Дед говорил с очень сильным акцентом не только по-русски, но и по-славянски (в богослужении) и даже по-латыни. Он знал наизусть несколько отрывков из Овидия и охотно читал их, но произносил их по-белорусски. Изображение этого было также «номером» отца. Этими рассказами и «номерами» я в свои четыре года был подготовлен к несколько юмористическому облику деда. Оказалось не совсем то. Дед был молчалив, суров, серьезно и умно смотрел на меня и улыбался, только когда мы с ним были с глазу на глаз. Тогда он мне даже подмигивал и тихо говорил: «Ты ийх ня слухай, ани жа бабы» — это относилось и к матери, и к теткам (его дочерям), и, главное, к моей Митци, которую он невзлюбил главным образом после того, как она смеялась над евреями. У него был приятель Янкель, державший «универсальный магазин» — крошечную лавчонку, где продавалась всякая снедь, мыло и свечи. Кроме того, Янкель был портным, и первые форменные костюмы отцу шил он.
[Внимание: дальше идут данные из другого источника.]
PR #648, opened 2025-07-27
docs: add note about community asset layer accuracy

### LINKED ISSUE #626: Data verification/update task
_Request: The Parks Community Asset seems like it has some errors. It includes things like nurseries and businesses. I also noticed some parks were in the wrong spot and some long-established city parks were omitted_

mradamcox:
Added a note to address one part of #626:

image

@shubhamk008 Let me know how this should be changed to make it ready to go.


shubhamk008:
Looks good. Once I begin working on personification then I'll revisit the UX copy and suggest changes if any.

Issue #649, opened 2025-07-29
Create a env.example file to run AI search locally


pengyin-shan:
Since we previously switched between uiuc.chat and OpenAI, I’ll create an env.example file to document the required environment variables for the AI search setup.

PR #650, opened 2025-07-29
#649: Update env example file and move the variable explanation from README to env file

pengyin-shan:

Василий Иванович рассказывал, как он умолял Янкеля не шить ему шинель «на вырост», как этого требовал дед. Для этого он перед примеркой забегал к портному и заклинал его всем святым «не делать из него шута горохового», чтоб «с него не смеялась вся Вильна». Когда Янкель умер, дед так разволновался, что заболел.
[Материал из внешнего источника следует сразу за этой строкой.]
PR #642, opened 2025-07-18
Update Guides “public-transit-equity”

bodom0015:
Automatically generated by Decap CMS

Starts to address #637

## How to Test
1. Navigate to the CMS preview: https://deploy-preview-642--cheerful-treacle-913a24.netlify.app/guides/public-transit-equity
2. Scroll all the way down to the "About the Author" section
    * You should see the new panel-based generic approach here
    * Please keep note any potential styling improvements, as this may be the first time that we're actually utilizing this component - see below for a list of subtle things that I've already noticed, and feel free to comment more

### Styling

Manual HTML (Old):
Screenshot 2025-07-18 at 2 38 16 PM

Panel Component (New):
Screenshot 2025-07-18 at 2 37 02 PM

Notable styling differences (@shubhamk008 may have opinions here as well):
- header font size needs a slight increase
- header needs slight top margin
- image should be rounded
- image could be slightly larger
- image needs an orange border (`border-salmonpink` => `rgb(255 156 119/var(--tw-border-opacity))`)
- link + link text should be optional (hide `<a>` if no link or text specified)
- shrink bottom padding when no link is present
- increase left padding on body text

for each of the above, the question is always: "will all panels need this? or is this an option for a specific case?"

e.g. maybe `roundedImage` or `imageBorderColor` becomes a property on the Panel component? I think most of the other items here make sense for all panels, but these are ones where I'm not sure. Or maybe I'm overthinking the styles right now, and we can deal with this part later 🤷‍♀️ 

also noting that the more options we add, the more complex the  RegEx to parse it becomes and it's already pretty ridiculous 😅 for example, this is why we simply assume that a link will always be present, because trying to handle both cases (e.g. having a link and having no link) in a single RegEx is not trivial

Issue #637, opened 2025-07-15
Add "About the Author" to new research guides - use Panel block in CMS


mradamcox:
Two of the research guides already have html blocks for "about the author", built with this code block:

```
<div style={{padding: "1em 1.5em", display:"flex", flexDirection:"column", borderRadius:"1em", backgroundColor:"#ffe5c4"}}>
  <h4 style={{marginTop:0, marginBottom:".5em"}}>About the Author</h4>
  <div style={{display:"flex"}}>
    <div style={{minWidth:"160px"}}>
      <img className="rounded-full border-4 border-solid border-salmonpink" src="/images/headshot-mg.png" />
    </div>
    <p style={{marginLeft:"2em", marginTop:"0"}}><strong>Mandela Gadri</strong> is a Ph.D. student at <strong>University of Illinois at Urbana-Champaign (UIUC)</strong> with an MS in community and regional planning from Iowa State University and a BS in urban planning from Kwame Nkrumah University of Science and Technology, Ghana. He also has a certificate in GIS and worked as a planner with the city of Cedar Rapids, Iowa prior to joining UIUC. Mandela is interested in GIS and transport poverty.</p>
  </div>
</div>
```

Which is rendered like this:

<img width="1984" height="471" alt="Image" src="https://github.com/user-attachments/assets/8b4c42f0-5f85-4b5c-8aaa-81f3d570a99f" />

However, we now have a new block available to the rich text editor, which approximates this same design but has more flexibility. We should implement this Panel block for all About the Author sections from now on, and retrofit existing posts to match that pattern as well.

- [x] Replace the existing About the Author blocks in this guide: https://sdohplace.org/guides/public-transit-equity with the new Panel block.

Дед любил свое дело и служил с увлечением, но это не лишало его наблюдательности и элементов актерства. Однажды он приказал, чтобы меня привели в церковь к обедне, когда он служил, «чтоб смотрел, как дед служит», только чтоб без лютеранки (фрау Митци). Та презрительно пожала плечами — для нее это богослужение являлось «Heidentum» (язычеством). Я не помню богослужения, помню только как тетя Соня сказала после его конца тете Саше: «Папаша как маленький старался, служил как перед митрополитом — это он внуку понравиться хочет».
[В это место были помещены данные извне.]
Issue #623, opened 2025-06-27
Misunderstanding about the map usage


pengyin-shan:
_Request 1: I was unable to get "Show on map" to display any of the scores, only the boundaries (i.e. census tract borders for National Environmental Public Health Tracking Network)_

_Request 2: The map tends to be hyper sensitive. Meaning, it moves with minimal touch/click_

_Request 3: # No specific bugs or errors but filter by location is rather clunky, and a lot of times for different selections, I do not see overlays on the map._

May need design to illustrate the usage of the map features, see comments in Notion https://www.notion.so/Bug-Tracker-from-Survey-21509724d38c801abb3dd834c9d243d9

pengyin-shan:
Also with #622

pengyin-shan:
Request 4: The only problem I have is show on map…When some datasets have "show on map" available, it is not clear to me what information or variable is being mapped/visualized as all polygons seem to have the same color? or maybe I miss
something there?

Request 5: Previously mentioned, the "show on map" links don't appear to be working. I think the links should
switch automatically to the map view

pengyin-shan:
Request 6: Access to Jobs and Workers Via Transit, Crimes by County (NaNDA), Daily County-Level Ozone
Concentrations, Daily County-Level PM2.5 Concentrations, EJScreen, Food Access Research
Atlas, Food Environment Atlas, Global Horizontal Irradiance, Housing + Transportation Index,
National Environmental Public Health Tracking Network, Palmer Drought Severity Index, Park
10-min Walk Service Areas (ParkServe), Social Vulnerability Index, UGS Extractor, Ultraviolet
Irradiance, Uniform Crime Reporting Program, USGS Land Cover: All have an option for "show on map" but nothing is displaying on the built-in map. I also think clicking "show on map" should switch back to the map view.

pengyin-shan:
Request 7: Please make the "show on map" button clearer!

pengyin-shan:
Request 8: Some of the map views can be confusing. For example, under Ultraviolet Irradiance, when I go to
the map view, it only shows blank census units without any data visualization. I tried other datasets,
such as National Environmental Public Health Tracking Network, as it remained the same census
units. I am unsure where I can select variables to be added to the map.

mradamcox:
I agree that "Show on Map" is a confusing label, "Show coverage" or "Show spatial coverage" is a more succinct description of the action that the button performs.

[...]

PR #658, opened 2025-08-05
Button label update

mradamcox:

Соня всегда была строга и беспощадна в своих суждениях о людях. Она была вдовой пехотного капитана, с которым прожила всего восемь лет и за эти годы потеряла шестилетнюю дочь, которую безумно любила и помнила всю жизнь. Ни одного ребенка, родного или просто близкого, полюбить она не могла. Всякую возникавшую привязанность она в себе глушила, так как была убеждена, что приносит несчастье тем, кто ей дорог. Соня была умна, наблюдательна, остроумна, хорошо рассказывала, слегка копируя того, о ком говорила. Она служила классной дамой и давала уроки музыки на рояле. Сама играла мало и редко («потому что люблю музыку»), тоненьким и тихим голосом пела. В отношениях с людьми была сдержанна и не допускала к себе никого. Отца моего любила безумно. Она была на девять лет старше его и была ему как бы няней. Она очень смешно рассказывала, как к ней прибежали мальчишки с сообщением: «Пани Зосю, там ваш Васька удавиуся, юш синий, ня дышыт заусем». Оказалось, что пятилетний Вася засунул голову между прутьями железной ограды там, где эти прутья были чуть подальше один от другого, потом упал, попал в узкое место и стал задыхаться. Четырнадцатилетняя Соня рванула его за плечи и, оборвав ему в кровь уши, вытащила его оттуда. Мать мою она никогда не любила, считая, что она и недостойна отца и, главное, не так, как надо, ценит его.